I particularly appreciated the very serious conflicts Benson has to face. He’s often persuaded or forced to reconsider his goal of escaping. The punishment for trying to escape is detention, but since no one ever returns from the detention room and the students often find blood in there, it’s assumed that detention is death. Benson believes that the school can only be defeated if the students all rise up against it, but to convince them to rebel would also be to convince them to risk their lives for his ideas. Isaiah, leader of The Society, goes so far as to call Benson selfish – if they all tried to escape, some people would undoubtedly be killed in the attempt, but Benson assumes he will be one of the survivors so he’s willing to let others die. Isaiah makes a good point, but it’s a difficult one to accept when you know that the school is wrong and feel rebellion is right.

And if they did escape, what then? The school specifically chose teenagers without friends or family – teenagers who wouldn’t be missed and have nowhere to go. At Maxfield they have friends, good food, and a comfortable place to sleep. No one denies that they’re basically being held prisoner, but it’s better and less frightening than the alternative. One student tells Benson that she used to be homeless. Even Benson himself has to admit that Maxfield’s facilities are far better than the crappy schools he’s been to, and as he finds friends and a potential girlfriend, he has to ask himself if he really wants to risk it all by starting a rebellion or escaping.
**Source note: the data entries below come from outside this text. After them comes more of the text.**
PR #360, opened 2022-07-05
Adds eth_getCode method.

joeldudley:

Remix invokes the `eth_getCode` method after successful contract deployment.

Functional.

- Adds support for `eth_getCode` method
- Fixes setting of tx receipt status
- Fixes bug in getRollupByHeight where we didn't support `-1`, which is a valid Eth index


tudor-malene (approved):
lgtm.

Note: so much boilerplate.. We need to find a better way.

PR #361, opened 2022-07-05
Avoids panic if there is no head rollup.

joeldudley:

Previously, if there was no head rollup, `GetRollupByHeight` would panic.

Refactoring.

- Avoids panic


BedrockSquirrel (approved):
LGTM

PR #365, opened 2022-07-05
fix the toml unit test

otherview:

- Broke the unit test because of a flag change and I didn't spotted in the CI :(


joeldudley (approved):
Lgtm

PR #369, opened 2022-07-06
Wallet extension prints warning if MetaMask is not enabled.

joeldudley:

Previously, if MetaMask was not installed, the wallet extension would simply not respond to attempts to generate a viewing key.

Functional.

- Attempting to generate a viewing key without MetaMask enabled prints an error, telling the user to install and enable MetaMask.


BedrockSquirrel (approved):
LGTM

PR #371, opened 2022-07-06
Avoids a separate log file per wallet-extension test.

joeldudley:

Previously, a separate log was created for every wallet extension test, which was too heavy.

Functional.

- Consolidates the logs for the wallet extension tests.


go/common/log/logutil/logutil.go
```diff
@@ -9,14 +9,20 @@ import (
 )
 
 type TestLogCfg struct {
-	LogDir      string // directory for the log file
-	TestType    string // type of test (comes before timestamp in filename so sorted file list will block these together)
-	TestSubtype string // test subtype (comes after timestamp in filename so sorted file list will show latest of different subtypes together)
+	LogFile     *os.File // the log file to use, or nil if a new log file should be created
```
BedrockSquirrel, line 12: As much as I want to try to justify the contentious config block by adding a param to it, I don't think this should be in here haha. It's like calling `setupTestLog("actually  don't set one up")`

Can we just call log.OutputToFile in `setupWalletTestLog()` in the test file.

joeldudley: Fixed.

BedrockSquirrel (approved):
LGTM

PR #372, opened 2022-07-06
Removes incorrect todo.

joeldudley:

The todo being removed is incorrect. There is no need to stop the enclaves, since they are automatically pulled down by the hosts when they are shut down.

- list of changes


BedrockSquirrel (approved):
LGTM

PR #375, opened 2022-07-06
Explains why viewing key must be regenerated on restart.

joeldudley:

It is unclear in the docs why the viewing key must be regenerated upon restart.

Functional.

- Clarifies docs


GavT (approved):
LGTM

PR #377, opened 2022-07-06
Avoids panic on un-encodable message

joeldudley:

Previously, the node panicked if it received a message to broadcast that couldn't be encoded with RLP. This was an obvious attack vector.

Functional.

- Surfaces error instead of panicking when receiving un-encodable message
- Surfaces error when processing blocks
- Renames `Host.broadcastTx` to `Host.broadcastL1Tx` for clarity


go/host/host.go
```diff
@@ -302,11 +306,17 @@ func (a *Node) startProcessing() {
 		select {
 		case b := <-a.blockRPCCh:
 			roundInterrupt = triggerInterrupt(roundInterrupt)
-			a.processBlocks([]common.EncodedBlock{b.p, b.b}, roundInterrupt)
+			err := a.processBlocks([]common.EncodedBlock{b.p, b.b}, roundInterrupt)
+			if err != nil {
+				common.LogWithID(a.shortID, "Could not process block received via RPC. Cause: %v", err)
```
BedrockSquirrel, line 311: Tiny bit annoying to add `WarnWithID()` to logging.go but feels like maybe these should be warn level messages?

Getting dodgy blocks might not be fatal but feels like something operators would want flagged up (since atm I guess it likely will be fatal and this could help debug).

BedrockSquirrel (approved):
LGTM - I think the logging level change below is important but not a blocker, I'm sure we'll want to review all the host logging carefully before we onboard node operators.

PR #380, opened 2022-07-08
Fixing geth config + slowing down block production

otherview:

- Keeps the testnet up for longer

- fixed geth arguments
- changed the deployment from 1 blk/sec to 1 blk/min


tudor-malene (approved):
lgtm

PR #382, opened 2022-07-11
Surfaces errors during encoding and decoding of blocks.

joeldudley:

Encoding or decoding a block panics if there's an issue. This isn't always the correct behaviour. Often (e.g. when receiving blocks via RPC), it is better to handle the error (e.g. to prevent bad blocks from being sent over and crashing the node).

Functional.

- `EncodeBlock` now returns an error instead of panicking
- `DecodeBlock` now returns an error instead of panicking

### DIFF
--- a/go/common/l1_types.go
+++ b/go/common/l1_types.go
@@ -1,9 +1,8 @@
 package common
 
 import (
+	"fmt"
 	"math/big"
-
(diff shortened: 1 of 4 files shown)


BedrockSquirrel (approved):
LGTM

He’s actually on the verge of giving in, I think, when he stumbles across one of the school’s secrets, renewing his determination to find the truth and escape from the school. Wells’s storytelling is smooth and efficient here. Before this point, the story was driven by Benson learning about the school and raging against it, getting to know the students and bonding with some of them, and some paintball fights for a bit of action (the school makes the gangs play against each other). Just as things start to settle, you reach this explosive turning point that gives the plot fresh momentum. I finished the novel in a very tense binge-read, completely caught up in the urgency and the action spawned by Benson’s knowledge and what he decides to do with it. The story gets a tad brutal, but it felt right.

Variant ends on a fantastic, dizzying cliffhanger that seals the book’s excellence, if it was ever in doubt. The current YA market seems a bit stale at the moment, with many authors and publishers shamelessly milking the bestselling clichés for all they’re worth. I was so relieved and happy then, to find that Variant doesn’t bother with any of that crap and is that much more thrilling as a result. I was pleased to learn that Publisher’s Weekly named it one of the best books of 2011.

Unfortunately the ending also leaves you with as many questions as answers, to the extent that, after pausing for breath, I would have picked up the sequel before even getting off my chair. But the sequel – Feedback – has yet to be written. According to the author’s blog, he’s  been diagnosed with severe panic disorder that’s already cost him his day job, and the medication he’s taking makes it difficult for him to write. However, he’s said that things are slowly improving, and I can only hope that it continues to do so because he has something great to offer the YA genre.